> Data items

○ ○ ○

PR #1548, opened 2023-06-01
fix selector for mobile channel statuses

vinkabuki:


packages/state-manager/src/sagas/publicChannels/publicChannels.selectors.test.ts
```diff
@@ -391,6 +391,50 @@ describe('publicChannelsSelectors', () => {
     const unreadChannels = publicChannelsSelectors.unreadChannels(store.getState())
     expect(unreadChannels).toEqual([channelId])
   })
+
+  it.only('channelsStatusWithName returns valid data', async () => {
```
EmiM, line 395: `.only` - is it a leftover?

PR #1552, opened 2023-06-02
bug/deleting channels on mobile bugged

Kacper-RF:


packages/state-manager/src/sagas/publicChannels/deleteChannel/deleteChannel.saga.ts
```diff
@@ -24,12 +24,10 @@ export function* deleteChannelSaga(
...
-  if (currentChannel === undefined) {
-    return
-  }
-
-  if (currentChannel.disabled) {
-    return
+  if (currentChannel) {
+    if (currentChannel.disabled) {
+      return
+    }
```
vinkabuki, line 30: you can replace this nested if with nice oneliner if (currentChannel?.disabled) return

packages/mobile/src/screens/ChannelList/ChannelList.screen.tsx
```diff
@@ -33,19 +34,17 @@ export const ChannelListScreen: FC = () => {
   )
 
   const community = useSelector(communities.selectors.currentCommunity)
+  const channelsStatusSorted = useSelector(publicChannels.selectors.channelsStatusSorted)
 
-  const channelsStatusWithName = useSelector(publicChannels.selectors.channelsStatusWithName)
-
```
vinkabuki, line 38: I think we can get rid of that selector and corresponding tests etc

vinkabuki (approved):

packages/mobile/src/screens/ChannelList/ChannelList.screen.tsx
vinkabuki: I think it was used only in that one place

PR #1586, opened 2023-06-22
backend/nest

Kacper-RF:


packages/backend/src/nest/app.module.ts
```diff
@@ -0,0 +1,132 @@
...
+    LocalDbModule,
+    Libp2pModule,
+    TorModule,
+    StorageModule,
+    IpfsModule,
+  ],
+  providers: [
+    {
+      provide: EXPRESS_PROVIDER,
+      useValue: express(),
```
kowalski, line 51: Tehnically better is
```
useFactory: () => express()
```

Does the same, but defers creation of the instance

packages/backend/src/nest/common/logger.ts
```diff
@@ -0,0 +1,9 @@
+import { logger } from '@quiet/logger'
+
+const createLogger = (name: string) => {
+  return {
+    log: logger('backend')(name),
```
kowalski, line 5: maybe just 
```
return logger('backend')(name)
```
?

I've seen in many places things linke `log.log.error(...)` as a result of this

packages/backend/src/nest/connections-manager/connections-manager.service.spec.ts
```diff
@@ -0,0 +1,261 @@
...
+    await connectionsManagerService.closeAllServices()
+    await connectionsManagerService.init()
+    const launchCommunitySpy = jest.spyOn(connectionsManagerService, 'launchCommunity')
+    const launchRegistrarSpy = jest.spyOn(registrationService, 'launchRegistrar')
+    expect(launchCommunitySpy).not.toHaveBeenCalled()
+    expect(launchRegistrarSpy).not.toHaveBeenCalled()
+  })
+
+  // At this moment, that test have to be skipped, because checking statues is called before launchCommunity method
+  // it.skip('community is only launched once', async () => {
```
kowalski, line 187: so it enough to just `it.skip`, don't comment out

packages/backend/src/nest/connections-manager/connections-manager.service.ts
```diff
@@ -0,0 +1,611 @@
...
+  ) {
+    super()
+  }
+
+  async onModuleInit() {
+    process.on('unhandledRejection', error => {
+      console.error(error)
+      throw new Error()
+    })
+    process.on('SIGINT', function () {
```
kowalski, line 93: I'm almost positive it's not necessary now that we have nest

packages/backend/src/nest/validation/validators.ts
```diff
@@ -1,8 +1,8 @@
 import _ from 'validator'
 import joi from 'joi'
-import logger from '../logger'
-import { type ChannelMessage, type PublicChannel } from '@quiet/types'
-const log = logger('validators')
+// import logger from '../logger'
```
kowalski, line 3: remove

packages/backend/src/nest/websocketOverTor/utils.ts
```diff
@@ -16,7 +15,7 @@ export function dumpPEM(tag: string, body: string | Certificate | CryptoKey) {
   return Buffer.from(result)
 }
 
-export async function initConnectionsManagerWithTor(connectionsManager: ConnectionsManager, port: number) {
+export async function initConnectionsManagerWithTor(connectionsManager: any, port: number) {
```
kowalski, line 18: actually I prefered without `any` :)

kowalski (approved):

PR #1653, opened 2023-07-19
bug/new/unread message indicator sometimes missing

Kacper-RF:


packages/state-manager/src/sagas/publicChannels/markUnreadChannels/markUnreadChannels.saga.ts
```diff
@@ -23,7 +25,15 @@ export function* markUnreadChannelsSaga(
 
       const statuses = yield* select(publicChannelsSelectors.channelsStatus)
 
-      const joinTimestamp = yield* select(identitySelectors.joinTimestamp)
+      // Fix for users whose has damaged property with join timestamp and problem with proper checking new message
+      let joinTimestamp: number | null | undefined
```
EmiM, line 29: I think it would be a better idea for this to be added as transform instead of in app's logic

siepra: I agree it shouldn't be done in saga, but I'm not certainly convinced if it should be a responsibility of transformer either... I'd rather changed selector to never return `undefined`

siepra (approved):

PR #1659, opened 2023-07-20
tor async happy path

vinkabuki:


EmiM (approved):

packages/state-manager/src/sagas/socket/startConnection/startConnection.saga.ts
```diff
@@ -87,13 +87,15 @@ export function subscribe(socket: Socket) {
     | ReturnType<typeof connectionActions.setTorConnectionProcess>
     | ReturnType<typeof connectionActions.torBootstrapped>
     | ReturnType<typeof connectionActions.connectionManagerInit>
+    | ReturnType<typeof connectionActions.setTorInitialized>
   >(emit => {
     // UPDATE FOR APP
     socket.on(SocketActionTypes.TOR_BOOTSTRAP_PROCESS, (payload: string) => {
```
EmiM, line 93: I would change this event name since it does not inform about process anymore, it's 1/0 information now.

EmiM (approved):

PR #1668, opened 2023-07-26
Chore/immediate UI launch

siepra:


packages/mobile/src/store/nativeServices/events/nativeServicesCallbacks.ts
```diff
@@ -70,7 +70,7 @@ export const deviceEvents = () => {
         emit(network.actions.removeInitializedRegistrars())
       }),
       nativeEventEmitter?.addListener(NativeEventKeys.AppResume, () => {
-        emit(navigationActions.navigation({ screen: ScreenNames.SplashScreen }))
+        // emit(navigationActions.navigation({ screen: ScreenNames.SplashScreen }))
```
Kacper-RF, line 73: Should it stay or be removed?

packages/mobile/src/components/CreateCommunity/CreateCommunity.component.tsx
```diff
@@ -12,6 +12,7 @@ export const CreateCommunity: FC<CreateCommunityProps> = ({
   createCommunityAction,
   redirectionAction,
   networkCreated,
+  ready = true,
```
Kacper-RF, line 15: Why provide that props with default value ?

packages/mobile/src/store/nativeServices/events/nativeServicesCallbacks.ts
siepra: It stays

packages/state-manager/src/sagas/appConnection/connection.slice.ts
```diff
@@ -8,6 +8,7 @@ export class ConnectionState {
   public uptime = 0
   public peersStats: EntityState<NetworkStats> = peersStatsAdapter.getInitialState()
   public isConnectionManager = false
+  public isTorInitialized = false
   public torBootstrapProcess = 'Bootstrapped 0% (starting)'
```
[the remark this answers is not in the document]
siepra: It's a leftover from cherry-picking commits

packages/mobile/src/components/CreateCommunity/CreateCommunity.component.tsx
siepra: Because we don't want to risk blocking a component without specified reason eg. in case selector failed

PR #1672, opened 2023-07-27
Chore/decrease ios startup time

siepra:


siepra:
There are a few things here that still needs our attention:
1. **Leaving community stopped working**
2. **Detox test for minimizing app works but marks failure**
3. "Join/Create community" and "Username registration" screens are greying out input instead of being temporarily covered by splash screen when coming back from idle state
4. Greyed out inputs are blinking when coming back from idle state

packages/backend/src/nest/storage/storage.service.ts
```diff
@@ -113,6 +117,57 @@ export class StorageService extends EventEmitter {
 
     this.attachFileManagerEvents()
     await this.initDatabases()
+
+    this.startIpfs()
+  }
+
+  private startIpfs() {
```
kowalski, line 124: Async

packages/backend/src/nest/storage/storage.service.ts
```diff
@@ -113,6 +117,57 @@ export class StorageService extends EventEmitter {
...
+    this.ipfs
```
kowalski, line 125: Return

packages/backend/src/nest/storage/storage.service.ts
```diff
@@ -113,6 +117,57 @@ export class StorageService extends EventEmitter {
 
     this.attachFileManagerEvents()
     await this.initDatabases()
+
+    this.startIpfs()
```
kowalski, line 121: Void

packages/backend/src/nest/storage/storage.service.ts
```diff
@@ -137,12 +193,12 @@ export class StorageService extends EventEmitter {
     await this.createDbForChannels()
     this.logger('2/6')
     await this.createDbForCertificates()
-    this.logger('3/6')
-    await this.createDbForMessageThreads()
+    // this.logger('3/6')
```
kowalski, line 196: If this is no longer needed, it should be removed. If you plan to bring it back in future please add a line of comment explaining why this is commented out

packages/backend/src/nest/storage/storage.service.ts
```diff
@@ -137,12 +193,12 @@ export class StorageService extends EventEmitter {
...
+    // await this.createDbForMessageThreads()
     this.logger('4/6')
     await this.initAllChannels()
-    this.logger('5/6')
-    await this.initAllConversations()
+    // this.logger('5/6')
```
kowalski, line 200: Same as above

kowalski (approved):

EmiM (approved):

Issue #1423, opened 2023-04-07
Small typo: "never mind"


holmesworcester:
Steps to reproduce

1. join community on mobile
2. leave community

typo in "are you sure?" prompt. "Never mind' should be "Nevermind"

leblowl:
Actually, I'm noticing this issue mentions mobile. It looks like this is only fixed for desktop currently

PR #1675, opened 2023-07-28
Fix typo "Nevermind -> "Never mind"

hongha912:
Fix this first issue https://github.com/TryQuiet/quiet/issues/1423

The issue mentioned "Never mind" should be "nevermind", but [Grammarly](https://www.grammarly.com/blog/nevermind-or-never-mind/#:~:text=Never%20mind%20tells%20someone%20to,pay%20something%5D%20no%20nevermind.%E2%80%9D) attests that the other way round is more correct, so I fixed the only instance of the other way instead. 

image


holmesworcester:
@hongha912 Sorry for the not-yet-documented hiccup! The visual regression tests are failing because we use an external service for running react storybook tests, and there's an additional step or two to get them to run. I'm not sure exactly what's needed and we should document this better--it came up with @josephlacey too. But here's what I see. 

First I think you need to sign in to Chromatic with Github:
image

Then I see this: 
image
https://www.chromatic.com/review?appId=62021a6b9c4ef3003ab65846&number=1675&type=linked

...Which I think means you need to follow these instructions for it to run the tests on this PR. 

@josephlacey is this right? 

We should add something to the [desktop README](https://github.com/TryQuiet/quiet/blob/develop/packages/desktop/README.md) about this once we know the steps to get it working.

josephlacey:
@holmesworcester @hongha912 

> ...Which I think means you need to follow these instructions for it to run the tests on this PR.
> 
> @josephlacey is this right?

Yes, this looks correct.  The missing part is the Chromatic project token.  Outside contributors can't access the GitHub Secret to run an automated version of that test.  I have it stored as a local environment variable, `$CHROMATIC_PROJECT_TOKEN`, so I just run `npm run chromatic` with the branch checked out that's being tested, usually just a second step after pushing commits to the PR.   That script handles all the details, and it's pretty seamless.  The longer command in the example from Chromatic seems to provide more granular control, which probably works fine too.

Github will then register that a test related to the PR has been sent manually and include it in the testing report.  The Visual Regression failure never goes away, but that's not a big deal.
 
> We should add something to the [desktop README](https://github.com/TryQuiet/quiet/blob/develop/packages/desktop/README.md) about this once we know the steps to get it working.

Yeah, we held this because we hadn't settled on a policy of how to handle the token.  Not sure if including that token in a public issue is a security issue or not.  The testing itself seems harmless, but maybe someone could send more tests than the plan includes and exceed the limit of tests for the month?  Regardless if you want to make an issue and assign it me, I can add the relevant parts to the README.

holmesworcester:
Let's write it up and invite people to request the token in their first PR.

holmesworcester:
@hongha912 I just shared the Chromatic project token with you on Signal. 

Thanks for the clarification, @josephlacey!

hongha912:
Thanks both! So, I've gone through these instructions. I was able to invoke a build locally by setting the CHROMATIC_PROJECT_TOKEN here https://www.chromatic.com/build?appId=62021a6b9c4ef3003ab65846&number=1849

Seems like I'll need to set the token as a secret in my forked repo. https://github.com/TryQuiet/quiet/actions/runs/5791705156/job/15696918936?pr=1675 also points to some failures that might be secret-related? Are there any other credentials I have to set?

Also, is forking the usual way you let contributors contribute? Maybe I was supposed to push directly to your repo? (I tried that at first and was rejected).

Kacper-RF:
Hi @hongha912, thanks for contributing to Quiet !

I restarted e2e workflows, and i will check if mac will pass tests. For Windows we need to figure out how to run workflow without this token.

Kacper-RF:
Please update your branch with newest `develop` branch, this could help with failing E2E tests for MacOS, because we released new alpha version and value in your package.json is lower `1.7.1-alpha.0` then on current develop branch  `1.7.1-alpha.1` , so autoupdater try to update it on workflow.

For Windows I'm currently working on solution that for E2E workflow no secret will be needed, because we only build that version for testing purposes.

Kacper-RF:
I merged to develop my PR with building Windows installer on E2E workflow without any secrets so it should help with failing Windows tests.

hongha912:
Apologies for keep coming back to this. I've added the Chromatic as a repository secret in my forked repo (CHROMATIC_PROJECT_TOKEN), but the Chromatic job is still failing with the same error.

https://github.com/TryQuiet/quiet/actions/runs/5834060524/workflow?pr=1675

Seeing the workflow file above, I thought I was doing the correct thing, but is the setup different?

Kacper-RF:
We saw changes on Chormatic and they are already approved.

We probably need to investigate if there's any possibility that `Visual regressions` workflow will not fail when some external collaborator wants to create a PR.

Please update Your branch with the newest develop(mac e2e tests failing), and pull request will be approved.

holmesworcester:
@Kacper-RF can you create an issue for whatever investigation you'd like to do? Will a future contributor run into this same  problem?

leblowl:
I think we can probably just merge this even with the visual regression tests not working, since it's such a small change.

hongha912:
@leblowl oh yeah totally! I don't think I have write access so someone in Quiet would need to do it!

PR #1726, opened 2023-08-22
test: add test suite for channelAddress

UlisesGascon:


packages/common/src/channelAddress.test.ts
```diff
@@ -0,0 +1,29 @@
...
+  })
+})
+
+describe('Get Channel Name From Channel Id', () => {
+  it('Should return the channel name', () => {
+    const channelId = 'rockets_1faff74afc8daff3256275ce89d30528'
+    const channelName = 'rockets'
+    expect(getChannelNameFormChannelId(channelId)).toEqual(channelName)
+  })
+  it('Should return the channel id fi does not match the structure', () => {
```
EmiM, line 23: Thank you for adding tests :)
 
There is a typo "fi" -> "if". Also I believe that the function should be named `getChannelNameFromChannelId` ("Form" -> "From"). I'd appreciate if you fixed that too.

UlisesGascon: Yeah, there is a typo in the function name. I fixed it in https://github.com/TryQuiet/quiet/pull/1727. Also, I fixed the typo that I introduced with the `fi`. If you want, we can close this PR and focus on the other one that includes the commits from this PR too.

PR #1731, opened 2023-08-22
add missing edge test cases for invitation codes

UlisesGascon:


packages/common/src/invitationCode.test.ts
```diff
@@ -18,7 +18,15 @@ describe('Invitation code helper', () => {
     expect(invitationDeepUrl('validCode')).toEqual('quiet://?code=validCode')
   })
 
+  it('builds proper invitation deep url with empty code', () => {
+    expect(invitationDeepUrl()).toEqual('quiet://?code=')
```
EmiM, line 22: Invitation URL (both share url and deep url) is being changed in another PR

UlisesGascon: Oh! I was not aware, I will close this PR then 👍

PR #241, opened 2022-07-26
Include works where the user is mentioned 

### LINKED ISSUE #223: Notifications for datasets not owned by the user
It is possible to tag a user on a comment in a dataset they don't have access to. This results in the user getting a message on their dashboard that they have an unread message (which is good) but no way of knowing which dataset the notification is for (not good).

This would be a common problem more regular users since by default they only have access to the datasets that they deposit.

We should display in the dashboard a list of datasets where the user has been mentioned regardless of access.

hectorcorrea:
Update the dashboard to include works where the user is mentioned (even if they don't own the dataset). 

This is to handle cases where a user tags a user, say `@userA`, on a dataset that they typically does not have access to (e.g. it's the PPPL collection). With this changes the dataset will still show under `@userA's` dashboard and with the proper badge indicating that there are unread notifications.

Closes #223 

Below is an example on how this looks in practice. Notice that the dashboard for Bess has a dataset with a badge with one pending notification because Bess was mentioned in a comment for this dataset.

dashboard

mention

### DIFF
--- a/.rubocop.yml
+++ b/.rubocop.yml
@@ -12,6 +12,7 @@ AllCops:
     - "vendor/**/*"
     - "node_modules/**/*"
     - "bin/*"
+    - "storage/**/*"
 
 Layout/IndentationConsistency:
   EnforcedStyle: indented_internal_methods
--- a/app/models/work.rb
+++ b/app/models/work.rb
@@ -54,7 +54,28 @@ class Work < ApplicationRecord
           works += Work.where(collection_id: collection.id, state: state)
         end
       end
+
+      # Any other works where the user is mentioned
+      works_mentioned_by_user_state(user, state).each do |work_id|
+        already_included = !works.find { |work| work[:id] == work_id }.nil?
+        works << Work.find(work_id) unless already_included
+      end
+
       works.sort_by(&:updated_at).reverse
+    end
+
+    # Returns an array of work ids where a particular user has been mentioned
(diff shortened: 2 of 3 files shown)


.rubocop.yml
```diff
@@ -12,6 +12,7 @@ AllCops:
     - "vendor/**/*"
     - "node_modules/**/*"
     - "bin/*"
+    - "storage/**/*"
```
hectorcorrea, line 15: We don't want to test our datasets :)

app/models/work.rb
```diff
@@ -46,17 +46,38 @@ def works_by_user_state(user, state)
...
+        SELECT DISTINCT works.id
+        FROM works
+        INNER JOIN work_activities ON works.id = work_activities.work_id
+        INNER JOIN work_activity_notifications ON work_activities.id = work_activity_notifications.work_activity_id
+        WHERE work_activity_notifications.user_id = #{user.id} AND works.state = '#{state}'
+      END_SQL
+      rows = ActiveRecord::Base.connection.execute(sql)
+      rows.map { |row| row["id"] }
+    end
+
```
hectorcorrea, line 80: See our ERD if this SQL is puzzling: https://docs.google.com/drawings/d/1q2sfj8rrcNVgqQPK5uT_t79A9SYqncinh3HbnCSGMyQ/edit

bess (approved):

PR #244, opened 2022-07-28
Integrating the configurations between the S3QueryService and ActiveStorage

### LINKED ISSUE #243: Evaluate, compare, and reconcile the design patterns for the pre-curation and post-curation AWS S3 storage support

○ ○ ○

> TASK OBJECTIVE
Search the entries for "these" and copy out each line that has it.

> TASK RESPONSE
...Which I think means you need to follow these instructions for it to run the tests on this PR. 
> ...Which I think means you need to follow these instructions for it to run the tests on this PR.
Thanks both! So, I've gone through these instructions. I was able to invoke a build locally by setting the CHROMATIC_PROJECT_TOKEN here https://www.chromatic.com/build?appId=62021a6b9c4ef3003ab65846&number=1849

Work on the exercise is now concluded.